# For your rolling pleasure



## jack pauhl (Nov 10, 2008)

Which brand 9" roller frames do you guys have luck rolling with?


----------



## Schmidt & Co. (Nov 6, 2008)

I use all Wooster sherlock frames & poles....


----------



## NEPS.US (Feb 6, 2008)

wooster


----------



## ROOMINADAY (Mar 20, 2009)

I use the wooster sherlock (its $18 here) and recently bought the Big Wooster 18"er... because of your YouTube video...and to aviod all the razzing the 9"ers get here on PT.


----------



## jack pauhl (Nov 10, 2008)

Any luck with Corona or Liebco frames? Its been so long since I rolled with a Bestt Liebco. Off brands?


----------



## Lambrecht (Feb 8, 2010)

Wooster


----------



## Schmidt & Co. (Nov 6, 2008)

jack pauhl said:


> Any luck with Corona or Liebco frames? Its been so long since I rolled with a Bestt Liebco. Off brands?

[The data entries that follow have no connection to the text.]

PR #29902, opened 2026-08-17
fix(pro): count the global and the symbol getLimit scopes independently

kroitor:
Supersedes #29899 (closed and reopened for a fresh review pass; full review history there, including the one-directional gap caught in the first round and closed since).

After a symbol-scoped `getLimit`, the shared seen-set clear erased the **global** scope's memory: an id that updated again then re-entered the `allNewUpdates` delta, so `getLimit(undefined)` over-reported. Repro on the pre-fix master js:

```js
cache.append ({ symbol: 'A', id: '1' });
cache.append ({ symbol: 'A', id: '2' });
cache.getLimit ('A', 100);       // 2 - consumes the symbol scope
cache.append ({ symbol: 'A', id: '1' });   // same id updates again
cache.getLimit (undefined, 100); // returned 3 - but only ids 1 and 2 exist since no global poll ever happened
```

**Fix — the two poll scopes are fully independent, in both directions:** each keyed cache keeps a second seen-set family (`seenUpdatesAll`) cleared only by the global scope, and the deferred all-clear no longer wipes the symbol-scoped seen sets, counts or pending flags. A symbol poll cannot corrupt the global count; a global poll cannot reset a symbol consumer's window. Affects `ArrayCacheBySymbolById` (and `ByOutcomeById` via inheritance) and `ArrayCacheBySymbolBySide`; the plain `ArrayCache` counts every append with no dedup coupling and `ByTimestamp` is single-scope, so neither drifts.

Mirrored by hand in **all six runtimes** (ts, python, php, c#, go, java) per the CONTRIBUTING base-ws rule; the go side is expressed on the seen/new int split from #29900. Shared test cases cover **both directions for both classes** (`cacheTwoScopes` + the BySide twin), and the php native regression test is aligned to the new ts truth (it had pinned the old global-consumes-all contract).

**Verification:** behavioral probes (both directions, both classes, clear-sanity) pass on js, python, php (8.3) and java (jdk 21); go and cs by inspection + CI. Live A/B from a second network exonerated the CI live-lane timeouts as runner egress (the same methods resolve in 1–5 s on identical code).


carlotestor (commented):
## Summary

The #29899 one-directional gap is closed. Deferred `clearAllUpdates` now resets only `allNewUpdates` + `seenUpdatesAll` in all six hand-written ports; `cacheTwoScopes` appends between the global poll and the next symbol `getLimit` (`symbolScopeThird === 2`); `sideTwoScopes` is the BySide twin. Re-ran that sequence on this head's `cache.py`: PASS. Go BySide now goes through `trackAppendLocked`, so it is no longer the leftover 5/6 port from the first pass.

## Correctness

The remaining #29899 issue is unchanged: `seenUpdatesAll` is still only cleared by a global poll (or `clear()`). The common `newUpdates` path is single-symbol `watchOrders(symbol)` (`binance.ts` / `okx.ts` / `bybit.ts` pass the user `symbol` straight into `getLimit`), which never sets `clearAllUpdates`.

Re-measured on this head's `cache.py`, 50k unique ids, `max_size=1000`, `get_limit(symbol)` after each append:

| poll | cache len | `seen_updates_by_symbol` | `seen_updates_all` |
|---|---|---|---|
| symbol-only | 1000 | 1 | **50000** |
| global-only | 1000 | **50000** | 1 |
| both | 1000 | 1 | 1 |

_For me, _I'm just sold on the locking mechanisim of Wooster. I just hate having to constantly tighten the frame to the pole......


----------



## jack pauhl (Nov 10, 2008)

Schmidt & Co. said:


> _For me, _I'm just sold on the locking mechanisim of Wooster. I just hate having to constantly tighten the frame to the pole......


Oh you must be talking about the GT frames and poles? Sounds like it... those are awesome! The GT's really took a lot of the ****in around with rolling out of the equation. 

What about Purdy Cageless frames? You guys liking those at all? They have the jiffy-loc system.


----------



## VanDamme (Feb 13, 2010)

Wooster Sherlock's for me


----------



## Andyman (Feb 21, 2009)

ProExtra Cageless with jiffy-lock works great for me.


----------



## Workaholic (Apr 17, 2007)

Wooster sherlock's as well, plus the big core wooster frames.


----------



## AztecPainting (Jan 28, 2010)

I have found an awesome cage from Richard Richard roller cage I saw it at the paint store awhile ago and I was hesitating on getting one but, one day I really needed one and bought it just to try it, since then I've been only using this, it's really light and smooth, and, doesn't make that annoying sound while rolling, I also got the sherlock gt conversion tip so I can use it with my sherlock poles. 

Any of you guys know if wooster makes the 1'-2' sherlock pole, I would think that the most annoying places to paint are inside closets or very tight places but tall enough that u can't reach by hand and the 2'-4' is too long and get in your way and you need to change it fast, I don't think they have a small pole with sherlock quick release, at least I haven't seen one of this kind.


----------



## Wolfgang (Nov 16, 2008)

I must be getting old....saw the title to the thread and thought something totally different.:whistling2:


----------



## BrushJockey (Mar 15, 2009)

Wolfgang said:


> I must be getting old....saw the title to the thread and thought something totally different.:whistling2:


haha- I thought this too..









BTW-- I am using and liking the 14" open end woosters . The 18s are to big for most redo, and the open end lets you get nice and tight.


----------



## ReNt A PaInTeR (Dec 28, 2008)

AztecPainting said:


> I have found an awesome cage from Richard Richard roller cage I saw it at the paint store awhile ago and I was hesitating on getting one but, one day I really needed one and bought it just to try it, since then I've been only using this, it's really light and smooth, and, doesn't make that annoying sound while rolling, I also got the sherlock gt conversion tip so I can use it with my sherlock poles.
> 
> Any of you guys know if wooster makes the 1'-2' sherlock pole, I would think that the most annoying places to paint are inside closets or very tight places but tall enough that u can't reach by hand and the 2'-4' is too long and get in your way and you need to change it fast, I don't think they have a small pole with sherlock quick release, at least I haven't seen one of this kind.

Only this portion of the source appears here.